Zwischen Algerien und Frankreich besteht seit 1867, mit Ausnahme von Tabak, Alkohol, Zündhölzchen, Zucker, Kaffee und anderen Kolonialwaren keine Zollgrenze, französische Waren, mit Ausnahme von Zucker, und in Frankreich nationalisierte Waren gehen in Algerien zollfrei ein und auch französischer Zucker und französischer Kolonialzucker sind vor fremdem begünstigt; anderseits werden algerische Produkte, mit Ausnahme von Tabak und Zucker, in Frankreich zollfrei eingelassen, und der algerische Überschuss sucht und findet infolge dessen sein erstes Absatzfeld im Mutterland. So fällt denn der Löwenanteil von Algeriens Außenhandel an Frankreich, und was man in Algerien dadurch an Zolleinnahmen verliert, sucht man seit 1844 durch Auferlegung einer Verbrauchssteuer, des octroi de mer. wett zu machen, welcher eine Anzahl Konsumartikel französischer wie fremder Abstammung mit einem hohen Aufschlag belastet und wesentlich zur allgemeinen Verteuerung beiträgt.

Fremde Waren unterliegen dem französischen Zolltarif, und nur an den Landgrenzen Algeriens besteht insofern ein Unterschied, als eigene Produkte der Nachbarländer frei eingehen, während fremde Waren auch hier dieselben Zölle, wie in den Häfen bezahlen. So ließ Algerien seit 1867 alle Waren marokkanischen Ursprungs für den algerischen Konsum, soweit sie auf dem Landweg kommen, zollfrei ein, unterwarf sie 1872-95 nur einer niedrigen statistischen Abgabe und erhob dann nur noch 10 Centimes „droit sanitaire“ für jedes Stück eingeführten marokkanischen Viehs.

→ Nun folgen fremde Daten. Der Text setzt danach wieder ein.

PR #332, opened 2023-03-27
Add missing break to switch

ams2990:
Clang warns about this with `-Wimplicit-fallthrough`.


jeremy-murphy:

Um die algerischen Kolonisten und Eingeborenen aber gegen die billige marokkanische Konkurrenz zu schützen, und um dem algerischen Budget eine neue Einnahmequelle zu erschließen, deren jährlichen Ertrag man auf 7 — 800.000 Francs schätzt, ist Anfang 1905 diese seit 1895 bestehende Zollfreiheit wieder aufgehoben worden. An der langen, schlecht bewachten algerisch -marokkanischen Grenze findet übrigens beiderseits ein lebhafter Schmuggel statt.

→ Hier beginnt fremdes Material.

Issue #297, opened 2022-07-11
`maximum_adjacency_search`: dead code, broken `assignments` parameter, missing contraction support


sebrockm:
There are several things wrong with `maximum_adjacency_search`:

- The pseudo code on https://www.boost.org/doc/libs/1_79_0/libs/graph/doc/maximum_adjacency_search.html does not mention any weights. Yet, `weights` is a required parameter. It's unclear what it is doing.
- In [L127](https://github.com/boostorg/graph/blob/430f61f6962614bb33fe7be3b054229953803ced/include/boost/graph/maximum_adjacency_search.hpp#L127), there is a `set` defined, but it is never filled with any values. In [L181](https://github.com/boostorg/graph/blob/430f61f6962614bb33fe7be3b054229953803ced/include/boost/graph/maximum_adjacency_search.hpp#L181) there is a loop iterating over this always empty `set`. This is dead code.
- It looks like the `assignments` property map is a dead parameter. Looking at the implementation, in [L131](https://github.com/boostorg/graph/blob/430f61f6962614bb33fe7be3b054229953803ced/include/boost/graph/maximum_adjacency_search.hpp#L131) we see the one and only `put` operation performed on it. It overrides all possibly provided user input and assigns every vertex to itself. That makes all following `get` operations obsolete (every `get(assignments, x)` is equivalent to just `x`).
- [L158](https://github.com/boostorg/graph/blob/430f61f6962614bb33fe7be3b054229953803ced/include/boost/graph/maximum_adjacency_search.hpp#L158) is a noop

### Background:
This algorithm was introduced in https://github.com/boostorg/graph/commit/393c072c186f6711d1537225dc116ea1528140ac. There, it was extracted from `stoer_wagner_min_cut` which caused #286.

jeremy-murphy:
Interesting. Thanks for looking into it! You've certainly identified some serious issues with that implementation.

The next big question would be, do the existing unit tests cover everything? If they do, then someone can be free to refactor the hell out of that implementation. But I can only imagine that it is going to require some additional tests to cover the obviously wrong behaviour on `assignments`, etc.

The existing unit tests are moderately complicated; if someone wants to tackle this, I'd recommend adding some ultra-simple ones too.

daank94:
[...]

PR #333, opened 2023-04-23
Maximum Adjacency Search: refactor existing tests + create new tests

daankolthof:
See https://github.com/boostorg/graph/issues/297

### DIFF
--- a/.github/workflows/ci.yml
+++ b/.github/workflows/ci.yml
@@ -56,53 +56,6 @@ jobs:
       - name: Test
         run: ../../../b2 toolset=$TOOLSET cxxstd=03,11,14,17,2a
         working-directory: ../boost-root/libs/graph/test
-  ubuntu-bionic:
-    runs-on: ubuntu-18.04
-    strategy:
-      fail-fast: false
-      matrix:
-        compiler: [ g++-7, g++-8, clang++-7, clang++-8 ]
-    steps:
-      - uses: actions/checkout@v2
-        with:
-          fetch-depth: '0'
-      - uses: mstachniuk/ci-skip@v1
-        with:
-          commit-filter: '[skip ci];[ci skip];[CI SKIP];[SKIP CI];***CI SKIP***;***SKIP CI***;[windows];[Windows];[WINDOWS];[apple];[Apple];[APPLE]'
-          commit-filter-separator: ';'
-          fail-fast: true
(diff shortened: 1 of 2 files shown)


daankolthof:
Blocked on https://github.com/boostorg/graph/issues/334.

test/mas_test.cpp
```diff
@@ -44,54 +46,45 @@ struct edge_t
...
+        return *vertex_weights_when_visited_;
+    }
 
 private:
-    const KeyedUpdatablePriorityQueue& m_pq;
-    boost::shared_ptr< vertex_descriptor > m_curr, m_prev;
-    boost::shared_ptr< weight_type > m_reach_weight;
+    const KeyedUpdatablePriorityQueue& m_pq_;
+    boost::shared_ptr< std::vector< vertex_descriptor > > vertex_visit_order_;
+    boost::shared_ptr< std::vector< weight_type > > vertex_weights_when_visited_;
```
jeremy-murphy, line 87: Do these have to be `shared_ptr`? I don't have time to look at the full code, but I couldn't see a reason for it here in the PR code.

daankolthof: These are `shared_ptr`'s because the visitor object is passed by value during the call to `maximum_adjacency_search`. Apparently this passing by value is 'normal' as I'm also seeing it in BFS.

In DFS however, it's passing by reference, which makes more sense to me. This might be a separate future work itme.

daankolthof:
> Looks like the build failed on something unrelated to your code. Can you trigger a rebuild?

Only by pushing a new commit, I don't have any access to re-trigger the failed build. Do you have access?

jeremy-murphy:
> > Looks like the build failed on something unrelated to your code. Can you trigger a rebuild?
> 
> Only by pushing a new commit, I don't have any access to re-trigger the failed build. Do you have access?

I never figured out if it was possible. But now that I've merged the fix for Bionic, you can merge that change in and push it.

test/mas_test.cpp
jeremy-murphy: Ah, I see. Yeah, I think those algorithms should probably take the visitor by value _and_ return it by value.

daankolthof:
I've switched some branched around on my fork, new PR is at https://github.com/boostorg/graph/pull/337.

Der große Rückgang in der Ausfuhr nach Frankreich von 1899 zu 1900 erklärt sich durch die bereits besprochene Krisis im Weinhandel. In der Einfuhr aber hat es Frankreich dank seiner Zollgesetzgebung erreicht, dass es den Markt in Industrieerzeugnissen fast vollständig beherrscht und in Algerien vom nichtfranzösischen Ausland überwiegend nur solche Produkte eingeführt werden, welche das Mutterland überhaupt nicht erzeugt. So besteht denn auch die Einfuhr aus England ganz überwiegend nur in Kohlen, während seine Baumwollwaren durch den hohen Zoll ausgeschlossen sind.

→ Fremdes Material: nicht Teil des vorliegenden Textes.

PR #336, opened 2023-04-25
Ubuntu Bionic is deprecated and GitHub will no longer host CI workers running on it

daankolthof:
GitHub blog: https://github.blog/changelog/2022-08-09-github-actions-the-ubuntu-18-04-actions-runner-image-is-being-deprecated-and-will-be-removed-by-12-1-22/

Auch der deutsche Handel ist fünfmal so stark an Algeriens Ausfuhr, als an der Einfuhr beteiligt, und zwar gibt die deutsche Reichsstatistik folgende Zahlen für das deutsche Zollgebiet: Ausfuhr nach Algerien 1897: 78.000 Mark und mit ständiger Steigerung 1901: 536.000 Mark, 1902: 526.000 Mark; 1903: 899.000 Mark. Einfuhr von Algerien 1897: 2,8, 1899:4,9, 1900: 8,3, 1901: 6,6, 1902: 8,6, 1903: 9,1 Millionen Mark. Im Jahre 1903 bestand unsere Einfuhr aus den Hauptposten: Phosphate 2.964, Eisenerz 1.623, Pflanzenhaar 875, Ziegen- und Schaffelle 751, Korkholz 717, Wein 369, Zinkerz 331 Tausend Mark, sodann aus Tafeltrauben, Kartoffeln, Weinhefe, Zigaretten, getrockneten Feigen usw., während unsere kleine Ausfuhr nach Algerien 1903 in erster Linie Kohlen mit 227, Maschinen mit 172, Rohtabak mit 95 und ätherische Öle mit 85 Tausend Mark umfasste und angesichts der Zollschranken einer wirklich nennenswerten Ausdehnung kaum fähig scheint. Tatsächlich ist die deutsche Ausfuhr nach Algerien übrigens erheblicher, als die Reichsstatistik annehmen lässt, da ein großer Teil deutscher Waren wegen der seltenen Schiffsverbindung zwischen deutschen und algerischen Plätzen zunächst nach anderen Ländern, insbesondere nach Frankreich ging und durch deren Vermittlung nach Algerien gelangte. Nachdem bis dahin nur die deutsche Levantelinie regelmäßig algerische Häfen angelaufen, nahm im Januar 1900 auch die adriatische Linie der Hamburg-Südamerikanischen Dampfschifffahrtsgesellschaft diesen Dienst auf.

Eine Handelsbörse besteht in Algier schon seit 1852, Handelskammern gibt es in Algier, Oran, Constantine, Bone, Philippeville und Bougie.